┏━━

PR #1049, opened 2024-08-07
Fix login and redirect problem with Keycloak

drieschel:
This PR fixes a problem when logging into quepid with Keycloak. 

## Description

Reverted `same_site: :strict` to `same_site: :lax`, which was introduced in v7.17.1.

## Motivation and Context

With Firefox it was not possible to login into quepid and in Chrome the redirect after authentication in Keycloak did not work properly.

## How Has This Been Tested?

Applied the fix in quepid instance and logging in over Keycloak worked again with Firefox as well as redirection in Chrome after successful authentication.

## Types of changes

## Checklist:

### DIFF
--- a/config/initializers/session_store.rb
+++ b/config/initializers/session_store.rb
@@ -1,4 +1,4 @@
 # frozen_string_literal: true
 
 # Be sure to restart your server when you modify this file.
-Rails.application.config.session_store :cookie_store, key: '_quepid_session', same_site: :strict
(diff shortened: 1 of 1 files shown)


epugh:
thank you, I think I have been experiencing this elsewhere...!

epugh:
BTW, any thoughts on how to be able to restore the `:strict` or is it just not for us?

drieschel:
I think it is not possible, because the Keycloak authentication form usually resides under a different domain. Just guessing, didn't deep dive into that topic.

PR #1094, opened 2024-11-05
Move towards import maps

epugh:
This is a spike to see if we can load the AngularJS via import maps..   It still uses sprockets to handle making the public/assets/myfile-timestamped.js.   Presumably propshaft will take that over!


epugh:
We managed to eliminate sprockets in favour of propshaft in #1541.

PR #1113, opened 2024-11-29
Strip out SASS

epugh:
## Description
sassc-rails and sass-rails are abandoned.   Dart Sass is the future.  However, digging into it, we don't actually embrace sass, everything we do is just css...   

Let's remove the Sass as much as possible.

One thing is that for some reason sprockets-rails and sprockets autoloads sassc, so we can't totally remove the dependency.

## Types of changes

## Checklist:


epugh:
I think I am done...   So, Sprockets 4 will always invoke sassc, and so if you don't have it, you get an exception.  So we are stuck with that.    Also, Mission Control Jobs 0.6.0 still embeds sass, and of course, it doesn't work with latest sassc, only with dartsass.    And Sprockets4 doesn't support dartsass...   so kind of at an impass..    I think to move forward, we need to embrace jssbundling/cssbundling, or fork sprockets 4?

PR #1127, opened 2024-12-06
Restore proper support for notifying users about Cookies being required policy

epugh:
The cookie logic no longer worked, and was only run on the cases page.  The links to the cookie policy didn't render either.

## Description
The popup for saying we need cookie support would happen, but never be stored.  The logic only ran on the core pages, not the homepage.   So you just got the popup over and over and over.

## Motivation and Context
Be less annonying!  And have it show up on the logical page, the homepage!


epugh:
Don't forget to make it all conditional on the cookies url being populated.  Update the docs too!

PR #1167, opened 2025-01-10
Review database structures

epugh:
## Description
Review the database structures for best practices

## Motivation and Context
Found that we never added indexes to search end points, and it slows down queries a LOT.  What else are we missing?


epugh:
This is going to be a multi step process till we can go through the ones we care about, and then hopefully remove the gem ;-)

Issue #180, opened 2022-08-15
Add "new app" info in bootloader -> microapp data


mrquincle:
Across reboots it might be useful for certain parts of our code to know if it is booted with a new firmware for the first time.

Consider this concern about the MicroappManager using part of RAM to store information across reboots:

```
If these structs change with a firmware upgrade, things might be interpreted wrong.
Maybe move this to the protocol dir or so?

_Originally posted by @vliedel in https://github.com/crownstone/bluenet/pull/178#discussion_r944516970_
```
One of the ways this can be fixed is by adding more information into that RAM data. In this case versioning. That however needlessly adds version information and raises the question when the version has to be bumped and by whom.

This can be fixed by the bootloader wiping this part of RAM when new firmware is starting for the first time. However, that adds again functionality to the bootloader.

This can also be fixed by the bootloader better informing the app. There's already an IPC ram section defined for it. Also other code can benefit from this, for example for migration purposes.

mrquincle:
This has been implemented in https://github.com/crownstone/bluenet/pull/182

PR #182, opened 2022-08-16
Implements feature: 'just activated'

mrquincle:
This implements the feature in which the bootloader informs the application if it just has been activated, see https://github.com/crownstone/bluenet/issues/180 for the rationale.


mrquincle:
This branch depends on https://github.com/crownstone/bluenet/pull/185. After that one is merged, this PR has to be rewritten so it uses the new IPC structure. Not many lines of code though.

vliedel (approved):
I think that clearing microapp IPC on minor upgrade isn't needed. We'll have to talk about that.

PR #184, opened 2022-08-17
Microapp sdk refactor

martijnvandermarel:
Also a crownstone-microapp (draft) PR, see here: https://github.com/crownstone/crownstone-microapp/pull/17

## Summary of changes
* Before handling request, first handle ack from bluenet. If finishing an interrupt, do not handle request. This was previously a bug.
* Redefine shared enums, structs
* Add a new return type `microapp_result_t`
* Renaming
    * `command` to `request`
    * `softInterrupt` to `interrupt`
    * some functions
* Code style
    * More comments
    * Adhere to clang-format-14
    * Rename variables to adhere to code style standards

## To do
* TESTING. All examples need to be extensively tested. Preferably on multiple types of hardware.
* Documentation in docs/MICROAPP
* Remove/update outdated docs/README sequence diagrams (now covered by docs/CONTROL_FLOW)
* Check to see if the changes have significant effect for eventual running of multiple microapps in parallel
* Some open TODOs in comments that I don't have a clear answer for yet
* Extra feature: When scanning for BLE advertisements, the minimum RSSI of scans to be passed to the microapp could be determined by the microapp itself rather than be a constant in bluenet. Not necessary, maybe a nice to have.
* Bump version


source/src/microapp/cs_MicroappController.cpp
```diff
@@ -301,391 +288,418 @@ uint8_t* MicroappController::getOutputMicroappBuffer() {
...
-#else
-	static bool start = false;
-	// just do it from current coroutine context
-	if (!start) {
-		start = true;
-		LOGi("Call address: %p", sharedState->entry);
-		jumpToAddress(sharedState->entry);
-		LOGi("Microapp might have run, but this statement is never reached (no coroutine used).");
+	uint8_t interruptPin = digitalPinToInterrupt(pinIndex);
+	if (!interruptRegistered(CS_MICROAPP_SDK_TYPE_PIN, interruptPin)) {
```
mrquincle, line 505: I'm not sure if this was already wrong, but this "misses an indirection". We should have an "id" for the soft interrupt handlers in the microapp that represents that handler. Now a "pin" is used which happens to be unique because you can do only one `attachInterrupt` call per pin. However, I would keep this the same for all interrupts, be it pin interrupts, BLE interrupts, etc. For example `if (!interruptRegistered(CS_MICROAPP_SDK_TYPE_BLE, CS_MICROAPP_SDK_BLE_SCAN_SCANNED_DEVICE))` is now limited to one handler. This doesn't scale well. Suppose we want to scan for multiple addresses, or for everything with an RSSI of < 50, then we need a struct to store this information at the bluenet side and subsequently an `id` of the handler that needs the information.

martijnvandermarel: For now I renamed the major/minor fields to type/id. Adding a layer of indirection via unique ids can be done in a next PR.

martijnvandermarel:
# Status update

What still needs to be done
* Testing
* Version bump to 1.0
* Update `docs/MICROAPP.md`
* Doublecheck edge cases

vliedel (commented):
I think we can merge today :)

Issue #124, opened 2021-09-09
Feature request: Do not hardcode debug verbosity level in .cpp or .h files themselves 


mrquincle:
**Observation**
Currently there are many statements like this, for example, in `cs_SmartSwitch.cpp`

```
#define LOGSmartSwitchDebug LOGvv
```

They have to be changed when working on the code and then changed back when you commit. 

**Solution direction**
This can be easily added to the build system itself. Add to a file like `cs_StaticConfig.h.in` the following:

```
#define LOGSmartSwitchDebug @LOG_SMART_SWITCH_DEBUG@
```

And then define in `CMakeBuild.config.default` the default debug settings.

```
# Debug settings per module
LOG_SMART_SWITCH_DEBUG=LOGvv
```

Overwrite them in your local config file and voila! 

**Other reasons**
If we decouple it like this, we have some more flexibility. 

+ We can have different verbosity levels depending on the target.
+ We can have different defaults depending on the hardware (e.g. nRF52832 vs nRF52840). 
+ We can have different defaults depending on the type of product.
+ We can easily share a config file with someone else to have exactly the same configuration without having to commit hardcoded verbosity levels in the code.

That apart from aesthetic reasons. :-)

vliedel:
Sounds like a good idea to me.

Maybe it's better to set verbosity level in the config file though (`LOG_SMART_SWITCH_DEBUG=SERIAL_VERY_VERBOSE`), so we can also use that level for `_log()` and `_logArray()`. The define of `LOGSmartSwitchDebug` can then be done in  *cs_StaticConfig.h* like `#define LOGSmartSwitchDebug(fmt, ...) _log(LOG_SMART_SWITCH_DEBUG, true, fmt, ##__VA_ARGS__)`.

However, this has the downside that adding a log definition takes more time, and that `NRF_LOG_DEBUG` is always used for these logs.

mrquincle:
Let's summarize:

┗━━

__WORK TASK__. Could you transcribe the entries above word for word, from the line with "martijnvandermarel: For now" down to the line with "Sounds like a good idea to me.", keeping both?

__SOLUTION FOR THIS EXERCISE__.
martijnvandermarel: For now I renamed the major/minor fields to type/id. Adding a layer of indirection via unique ids can be done in a next PR.

martijnvandermarel:
# Status update

What still needs to be done
* Testing
* Version bump to 1.0
* Update `docs/MICROAPP.md`
* Doublecheck edge cases

vliedel (commented):
I think we can merge today :)

Issue #124, opened 2021-09-09
Feature request: Do not hardcode debug verbosity level in .cpp or .h files themselves 


mrquincle:
**Observation**
Currently there are many statements like this, for example, in `cs_SmartSwitch.cpp`

```
#define LOGSmartSwitchDebug LOGvv
```

They have to be changed when working on the code and then changed back when you commit. 

**Solution direction**
This can be easily added to the build system itself. Add to a file like `cs_StaticConfig.h.in` the following:

```
#define LOGSmartSwitchDebug @LOG_SMART_SWITCH_DEBUG@
```

And then define in `CMakeBuild.config.default` the default debug settings.

```
# Debug settings per module
LOG_SMART_SWITCH_DEBUG=LOGvv
```

Overwrite them in your local config file and voila! 

**Other reasons**
If we decouple it like this, we have some more flexibility. 

+ We can have different verbosity levels depending on the target.
+ We can have different defaults depending on the hardware (e.g. nRF52832 vs nRF52840). 
+ We can have different defaults depending on the type of product.
+ We can easily share a config file with someone else to have exactly the same configuration without having to commit hardcoded verbosity levels in the code.

That apart from aesthetic reasons. :-)

vliedel:
Sounds like a good idea to me.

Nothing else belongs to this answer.